Stored items
# # #

PR #751, opened 2023-07-05
fix(client): prevent firing API requests until connection.ok WS even is received

MartinCupela:


packages/client/src/coordinator/connection/client.ts
```diff
@@ -399,11 +393,6 @@ export class StreamClient {
     this.anonymous = true;
     await this._setToken(user, tokenOrProvider, this.anonymous);
 
-    if (this.resolveConnectPromise) {
-      this.resolveConnectPromise();
-      this.waitForConnectPromise = undefined;
-      this.resolveConnectPromise = undefined;
-    }
```
oliverlaz, line 406: @szuperaz, correct me if I'm wrong, but I think this code needs to say here in order to "unblock" network requests for anon users (`call/{type}/{id}/join`).

MartinCupela: Is it possible not to call `startWaitingForConnection` in `StreamVideoClient` constructor if client is initialized for anon user?

szuperaz: I don't know, something seems weird for me, I don't understand why this would only cause errors to new users

szuperaz: But the promise that's modified, isn't the promise that should wait for the authentication to be done 😄 we have way too many promises

szuperaz: I see it now.......but I think there is an easier way to do this, let me quickly create a PR for that

szuperaz: @MartinCupela can you please check if this fix works: https://github.com/GetStream/stream-video-js/pull/752? Or I can do that as well, if you tell me the steps

PR #824, opened 2017-11-10
[WEBUI-399] Add known issue on enumeration display in text widget

mlaponder:


Adam-Dupaski:
Added ticket number based on email.

PR #838, opened 2017-11-16
Remove  max_idle_time_s_low_resources from server statistics

akhilless:
RUN-503 - Remove "max_idle_time_s_low_resources" from server statistics because it is no longer provided by Jetty


Adam-Dupaski:
@akhilless This should be published on the release of 7.9, correct?

akhilless:
@Adam-Dupaski yes, we should publish it once we publish 7.9

PR #842, opened 2017-11-17
Remove max_idle_time_s_low_resources from server statistics Mendix 6

akhilless:
RUN-503 - Remove "max_idle_time_s_low_resources" from server statistics because it is no longer provided by Jetty.


akhilless:
Please publish when Mendix 6.10.11 is released.

PR #852, opened 2017-11-27
Add known issue: object does exist on commit

lhohan:
See https://mendix.atlassian.net/browse/RUN-635


Adam-Dupaski:
@lhohan Because this is a known issue, we need a Zendesk ticket number. Can you please add that?

PR #865, opened 2017-12-04
Removed public beta alert for Message Definitions and Published REST

grbinho:
Hi guys,

These features will be released in version 7.10 so from then, these messages are no longer going to be necessary.


content/refguide/export-mapping-action.md
```diff
@@ -39,7 +39,7 @@ If the [export mapping](export-mappings) requires an input, you can select a var
 
 {{% alert type="info" %}}
 
-Introduced in version 7.8.0. This feature is still in private beta, and is subject to change before the final release.
+This was introduced in version 7.8.0.
```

# # #

» Your goal
Only lines that contain the string "think" count; pick each one out of the records and copy it.

» Reply
oliverlaz, line 406: @szuperaz, correct me if I'm wrong, but I think this code needs to say here in order to "unblock" network requests for anon users (`call/{type}/{id}/join`).
szuperaz: I see it now.......but I think there is an easier way to do this, let me quickly create a PR for that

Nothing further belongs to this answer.